With citizen journalism, it is largely the preserve of the individual to define standards of telling the truth of the matter as closely as possible.

 

On the contrary, professional journalism is based on models that have been developed for a long period of time, and in many ways adheres to standards and ethics that ideally promote both fairness and accuracy.

 

However, as commercial interests have become a dominant force in traditional media, the traditional role of professional journalists to tell the full story has become increasinly eroded.

 

So, seen from another perspective, citizen journalism allows citizens to put the power back the hands of citizens because the models allows individuals to tell the story according to their own perspectives.

 

Ideally, both citizen and professional journalism have the same concern at their core: to get as much close to the truth as is possible through verbal and visual mediums.

 

Both models have inherent faultlines, and through a dialectical learning and collaborative process, each model has something to teach the other.

 

Put in other words, citizen journalism in its purest form is free from external interests, and is subject only to an individual’s desire to tell a perspective as they see it.

 

The fact that citizen journalism is all in an individual’s hands promotes freedom of expression but opens the model to abuse. Citizen journalists can easily fabricate and get away with it unlike professional journalists who have to adhere to a professional code of conduct and may face reparcations if they fabricate. Professional journalists may be forced to tell half-truths in order to protect commercial interests or purvey hegemonic stances.

 

In both cases, the quest for truth is what suffers, and humanity finds itself at a loss.

 

Thus, citizen journalism needs to borrow some of the standards and models that define traditional journalism without sacrificing the freedom of expression offered by new information technology platforms.

 

Likewise, professional journalism can incorporate the freedom to tell the story inherent in citizen journalism without losing traditional principles.

 

Therefore, citizen journalists can gain equality with professional journalist if they infuse principles and ethics of traditional journalism into their work.

 

Citizen journalists need to realize that they have a responsibility to be accurate and fair in the stories that they tell.

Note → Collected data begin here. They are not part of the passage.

PR #2529, opened 2022-05-11
Make QueryParameterSetter.QueryMetadataCache implementation thread safe.

missingdays:
Previously its `cache` value was set inside the `synchronized` block, but was read without any synchronization. That meant that other threads could read old values of `cache` and compute `QueryMetadata` again for the same key.


gregturn:
The risk, if this isn't accepted, is that we may have to repeat some computations.

The risk, if it IS accepted, is that ALL computations will be slowed down with synchronization efforts, regardless of whether or not the synchronization is needed.

Hence, I don't think this is the solution we need. The current approach is a best-effort approach.

PR #3330, opened 2024-01-23
QueryUtils do not remove all "order by" parts when making a count que…

### LINKED ISSUE #3329: QueryUtils derive broken count query when original one contains ORDER BY with new lines
Stumbled upon this issue while moving SQL queries to text blocks. Consider the following:
```
"""
SELECT * FROM table t
WHERE t.id = :id
  AND t.deleted = FALSE
ORDER BY t.active DESC,
         t.creation_date DESC
"""
```
Such a query will fail to run because Spring Data tries to derive a count query from this one and removes the `ORDER BY` part, but only when it's in a single line
```
QueryUtils.ORDER_BY_PART = "(?iu)\\s+order\\s+by\\s+.*";
```

If it's multi-line text, the count query turns like 
```
select count(1) FROM table t
WHERE t.id = :id
AND t.deleted = FALSE
t.creation_date DESC
```

and expectedly fails.

edudar:
…ry when they are spread across multiple lines

Closes #3329


christophstrobl:
thank you @edudar - merged to _main_ development line and back ported to maintenance branches.

PR #3346, opened 2024-02-02
Attempt to reproduce problem reported by spring-data team https://github.com/OpenFeign/querydsl/issues/275#issuecomment-1913725963

velo:
Hello team,

This PR is *not* meant to be merged by any means, I just want to see if spring CI will break and I can learn anything from it.

Have been having an interesting discussion with @odrotbohm on how the spring-data team thinks my new querydsl-jpa-spring module can break break the whole ecosystem: https://github.com/OpenFeign/querydsl/issues/275

But, neither myself nor @danielvion seem to be able to comprehend what is the actual issue.

By any chance can I get access to your internal discussions so I might understand what I'm missing?

So far the "feedback" I got is:

* "introducing Spring Data support in Querydsl in turn creates a cyclic dependency", I don't understand how!
* "is quite anti-idiomatic to the Spring Data repository concept", well, I just did the exact same thing as `@Query`, but using querydsl language.... not sure what is wrong here.

My new module allows to declare queries like this:

```
  default Customer findById(long id) {
    return select(C).from(C).where(C.id.eq(id)).fetchOne();
  }
```

This is not meant to be an alternative to `Customer findById(long id);`, but rather an alternative to the situations where you need a `@Query("select c from c where c.id = :id") `.  I know is not the case for the example, it's a very silly example where neither my solution nor `@Query` are the best option.

So far, the best lead we got, would be some sort of cyclic dependency going to happen between spring-bom and querydsl-bom.

Querydsl-bom is not opinionated about third party dependencies, all it provides is a unified version for querydsl-* , so the only way I can see a cyclic reference happening is if someone adds querydsl-jpa-spring  to spring-data.  But, since the team already considers this anti-idiomatic, I don't see it happening.

Can anyone provide us with a real example on how things actually break?  This very abstract conversation makes my head hurt and do not help identifying the issue.

I already proposed to @danielvion to delete the module if that becomes a blocker to moving things along, but I very much prefer to delete it with a understandable reason.

Thanks, and feel free to close this if not allowed.

### DIFF
--- a/pom.xml
+++ b/pom.xml
@@ -39,6 +39,7 @@
 		<postgresql>42.6.0</postgresql>
 		<springdata.commons>3.3.0-SNAPSHOT</springdata.commons>
 		<vavr>0.10.3</vavr>
+		<querydsl>6.0</querydsl>
 
 		<hibernate.groupId>org.hibernate</hibernate.groupId>
 
--- a/spring-data-envers/pom.xml
+++ b/spring-data-envers/pom.xml
@@ -68,10 +68,9 @@
 		</dependency>
 
 		<dependency>
-			<groupId>com.querydsl</groupId>
+			<groupId>io.github.openfeign.querydsl</groupId>
 			<artifactId>querydsl-jpa</artifactId>
 			<version>${querydsl}</version>
-			<classifier>jakarta</classifier>
 			<optional>true</optional>
 		</dependency>
 
--- a/spring-data-jpa/pom.xml
+++ b/spring-data-jpa/pom.xml
@@ -192,17 +192,15 @@
 
 		<!-- QueryDsl -->
 		<dependency>
-			<groupId>com.querydsl</groupId>
+			<groupId>io.github.openfeign.querydsl</groupId>
 			<artifactId>querydsl-apt</artifactId>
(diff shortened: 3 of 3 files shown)


mp911de:
The OpenFeign fork of Querydsl is going to go away, so we're not going to follow up on the issues caused by a foreign fork.

velo:
@mp911de ow, that is very interesting to know, since I'm the one maintaining the fork.

Is there anything else I need to know?

mp911de:
Communication across multiple project hops is always difficult, especially if not all folks are looped in that are affected. Querydsl folks have released just recently a release and signalled to us that they wanted to work with you to merge back some of your changes so that there's no need for another fork. Don't shoot the messenger.

Anyways, we do not intend to switch to another fork of Querydsl as that would lead to even more community fragmentation.

velo:
Ow, ok, I knew I was missing something.

Well, they indicated some wiliness to work with fork yes, but, they are concern about this supposed "cyclic dependency between Spring Boot, Spring Data & Querydsl" that Oliver reported.

So far, I didn't managed to find any evidence of the problem.

My hope was that your CI would be able to provide me more information.

Issue #3366, opened 2024-02-14
Fix typo in unused


GangEunzzang:
I found a typo in an unused comment within the codebase.

mp911de:
We use `//` to indicate our formatter a dedicated line break, so it is not a typo.

PR #3367, opened 2024-02-14
Remove unused typo.

GangEunzzang:
See: #3366

This PR deletes an unused comment in the codebase that contains a minor typo. The comment is not utilized, and its removal improves code cleanliness and readability.


mp911de:
We use `//` to indicate our formatter a dedicated line break, so it is not a typo.

PR #3368, opened 2024-02-14
Code Simplification: Removed unnecessary else clause in if statement

chs98412:
Hello! This PR aims to simplify the code by removing the unnecessary else clause in the if statement. Previously, the code had an if-else structure where it returned different objects based on the condition method.isModifyingQuery(). However, since the return statement is already present within the if block, the else clause can be safely removed without affecting the logic. The modified code is more concise and easier to read. Your review and feedback on the changes would be greatly appreciated. Thank you!


christophstrobl:
Thank you @chs98412 - merged to _main_ development line.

Truth must not be sacrificed on the altar of freedom of expresion offered by pervasive Web 2.0 platforms.

 

Through a conscious awareness of objectivity, accuracy, corroboration, and editorial oversight – concepts that lie at the heart of professional journalism – citizen journalists can exponentially increase the integrity of their work, and subsequently achieve the esteemed value of trust with readers and audiences.

 

When citizen and traditional journalism meet in agreement at a principles level, truth prospers, and humanity will be better served.